(Place on page 7, after para 5, ending in Christmas)
When I didn't fracture while awake or while asleep, I had nightmares about fractures. Often I would wake up screaming, dreaming of falling. It was a terrible feeling, knowing I was falling, knowing I would break a bone, knowing it was going to hurt, knowing what would happen after- the chaos, the ambulance ride to the hospital, the cast, the pain. I couldn't stop it. The fear was overwelming. Before I hit the ground a warm flushness would flow through my entire body. And when I hit, a leg twisted awkwardly, snapping the tibia, fibia or femur, the intense burning and agonizing pain at the fracture sight, my life would flash before my eyes each time. Oh, no..not again.
And no matter how many times I broke a bone, it always seemed surreal. Soon reality blended into my dreams. Was this another nightmare or was this real? And when I woke up each time it would be frightening to know if it was all a dream or if I really had another plaster cast wrapped around a broken leg. I could never get away from it. Broken bones haunted me incessantly during my childhood.

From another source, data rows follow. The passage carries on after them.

PR #2442, opened 2023-07-23
fix(rngd): install system service file

pvalena:
as there's no reason to keep a copy; there shouldn't be any modifications.

Downstream bug: https://bugzilla.redhat.com/show_bug.cgi?id=2181541

## Changes

Install system `rngd.service` file instead of a custom (bundled) one.

## Checklist


LaszloGombos (approved):
lgtm. Thanks

aafeijoo-suse (commented):
The service shipped with `rng-tools` is not ordered `Before=systemd-udevd.service` and has a install section with `WantedBy=multi-user.target`. Are you sure this change works?

CC: @rmetrich

pvalena:
> The service shipped with `rng-tools` is not ordered `Before=systemd-udevd.service` and has a install section with `WantedBy=multi-user.target`. Are you sure this change works?
> 
> CC: @rmetrich

Thanks for checking, let me test various systems.

pvalena:
FTR this does not work atm. as `/etc/sysconfig/rngd` is not installed.

aafeijoo-suse:
> FTR this does not work atm. as `/etc/sysconfig/rngd` is not installed.

Is that RH specific? https://github.com/nhorman/rng-tools/blob/master/rngd.service

pvalena:
> > FTR this does not work atm. as `/etc/sysconfig/rngd` is not installed.
> 
> Is that RH specific? https://github.com/nhorman/rng-tools/blob/master/rngd.service

Unfortunately, yes, it seems we ship it https://src.fedoraproject.org/rpms/rng-tools/blob/rawhide/f/rngd.service | https://gitlab.com/redhat/centos-stream/rpms/rng-tools/-/blob/c9s/rngd.service

pvalena:
_(Sorry about all of those pushes; I somehow thought I'd resolve it without testing first.)_

pvalena:
Tested: https://gist.github.com/pvalena/d790ab99deb06dff8acd271239ce28b3

pvalena:
Added to commit message:
```
    In case there are args stored in a separate file (Fedora and alike),
    it needs to be supplied too, but without the option to change the user.
```

pvalena:
This is still pending merge.

PR #2443, opened 2023-07-23
feat(hwdb): install hwdb on demand when module is needed

pvalena:
## Changes

Adding a module to install hwdb. Further extensions might make only selected part of hwdb installable, to save space. The module is not included by default.

Including the module adds 2MB of compressed data (on Fedora, the file has 12MB).

hwdb is needed in case of custom HW, like a keyboard/mouse or various interfaces.

Original PR: https://github.com/dracutdevs/dracut/pull/1681
Downstream Bug: https://bugzilla.redhat.com/show_bug.cgi?id=1968118

Please note that `hwdb.bin` is similarly installed by `systemd-udevd`, which could instead pull in this module as dependency.

## Checklist

### DIFF
--- a/modules.d/95hwdb/module-setup.sh
+++ b/modules.d/95hwdb/module-setup.sh
@@ -1,0 +1,27 @@
+#!/bin/bash
+# This file is part of dracut.
+# SPDX-License-Identifier: GPL-2.0-or-later
+
+check() {
+    return 255
+}
+
+# called by dracut
+install() {
+    local hwdb_bin
+
+    # systemd-hwdb ships the file in /etc, with /usr/lib as an alternative.
+    # The alternative location is preferred, as we can consider it being user
+    # configuration.
+    hwdb_bin="${udevdir}"/hwdb.bin
+
+    if [[ ! -r "${hwdb_bin}" ]]; then
+        hwdb_bin="${udevconfdir}"/hwdb.bin
+    fi
+
+    if [[ $hostonly ]]; then
+        inst_multiple -H "${hwdb_bin}"
+    else
+        inst_multiple "${hwdb_bin}"
+    fi
+}


dtardon:
> Note that the downstream issue would not be resolved unless somehow hwdb.d/20-net-ifname.hwdb also gets installed into the initramfs.

No, that's not needed. `.hwdb` files are not used directly; they must first be compiled into `hwdb.bin`, which is a binary format optimized for fast lookup. The compilation (`udevadm hwdb --update`) is out of scope of udevd. E.g., in `rpm` world it is likely done in `%post` (or `%posttrans`) of any package that installs a `.hwdb` file. Hence, dracut only needs to install `hwdb.bin` file(s).

modules.d/95hwdb/module-setup.sh
```diff
@@ -0,0 +1,16 @@
...
+check() {
+    return 255
+}
+
+# called by dracut
+install() {
+    inst_multiple -o "${udevdir}"/hwdb.bin
+
+    if [[ $hostonly ]]; then
+        inst_multiple -H -o "${udevconfdir}"/hwdb.bin
```
dtardon, line 14: Hmm, but this doesn't fix anything, does it? You only install `/etc/udev/hwdb.bin` for `hostonly`, but the downstream issue is for a generic image (installer).

pvalena:
> > Note that the downstream issue would not be resolved unless somehow hwdb.d/20-net-ifname.hwdb also gets installed into the initramfs.
> 
> No, that's not needed. `.hwdb` files are not used directly; they must first be compiled into `hwdb.bin`, which is a binary format optimized for fast lookup. The compilation (`udevadm hwdb --update`) is out of scope of udevd. E.g., in `rpm` world it is likely done in `%post` (or `%posttrans`) of any package that installs a `.hwdb` file. Hence, dracut only needs to install `hwdb.bin` file(s).

Exactly. I've just confirmed: https://gist.github.com/pvalena/873bed9e9eb749f127ca7f60c330dd3d

modules.d/95hwdb/module-setup.sh
pvalena: You're right, I've set this to Draft because I had to test. I've rewritten it to work correctly now :).

modules.d/95hwdb/module-setup.sh
```diff
@@ -0,0 +1,26 @@
...
+    return 255
+}
+
+# called by dracut
+install() {
+    local hwdb_bin
+
+    # systemd-hwdb ships the file in /etc, with /usr/lib as an alternative.
+    # Therefore consider this location as preferred for configuration.
+    hwdb_bin="${udevdir}"/hwdb.bin
```
dtardon, line 15: `${udevdir}/hwdb.bin` is already unconditionally installed by `01systemd-udevd`, so it can be ignored here.

pvalena: Right, I was rather thinging on systemd-udevd depending on this module, which might handle hwdb in more complex way; also not install multiple ones unnecessarily. Please also note that the install is not optional (`-o`) intentionally; and this module is not enabled by default. Does that make sense?

There's also an additional benefit of this module working correctly without systemd-udevd :) in case that's ever needed.

dtardon: > There's also an additional benefit of this module working correctly without systemd-udevd :)

That's a benefit without any value. ATM, HWDB is configuration for `systemd-udevd`, just like `.rules` files. It _could_ be used for other things, but it's not.

dtardon: > > There's also an additional benefit of this module working correctly without systemd-udevd :) in case that's ever needed.
> 
> This makes sense to me. This situation is very similar to udev rules - they are installed both by `systemd-udevd` and `udev-rules` .

Uff. Does `udev-rules` even work on modern systems? The list of `.rules` files seem to be rather short. (OTOH, it contains stuff that makes no sense in initrd, like `70-uaccess.rules` or `71-seat.rules`.)

pvalena: I'd say if it's not breaking anything, let's keep it (and this also verifies `hwdb.bin` is present / installed, as udevd module simply runs opt-install).

pvalena:
```
+    # The alternative location is preferred, as we can consider it being user
+    # configuration.
```
IOW first looks in `/usr` and then in `/etc`. I don't know what `systemd-hwdb` behaviour is, it might be best to mimic it. Either way I see having `hwdb.bin` in both locations (or installing it) undesirable.

PR #2445, opened 2023-07-26
ci: match comment with code

Henrik66:
Properly document the time container generation runs daily.

I think best to fix the comment (or perhaps remove the comment) if it is no longer matching the code.


.github/workflows/container.yml
```diff
@@ -1,7 +1,7 @@
 name: Container
 on:
     schedule:
-        -  cron: '30 11 * * *'   # every day at 4:40
+        -  cron: '30 11 * * *'   # every day at 11:30 GMT
```
aafeijoo-suse, line 4: GMT or UTC?

Henrik66: You are right @aafeijoo-suse . It should be UTC. I changed it.
https://docs.github.com/en/actions/using-workflows/events-that-trigger-workflows#schedule

aafeijoo-suse (approved):
Thanks!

Even later in life, when the fractures were less frequent, the nightmares continued. When I didn't fracture, I had nightmares about fracturing. I could actually feel the pain in my dreams. I'm sure I had PDST- Post Traumatic Stress Disorder- something that was never treated. Back when I was a kid PDST wasn't taken as seriously as it is now. Maybe soldiers returning from the war were treated for stress , but not a child like me who had suffered numerous devastating events and still endured all-too-real nightmares.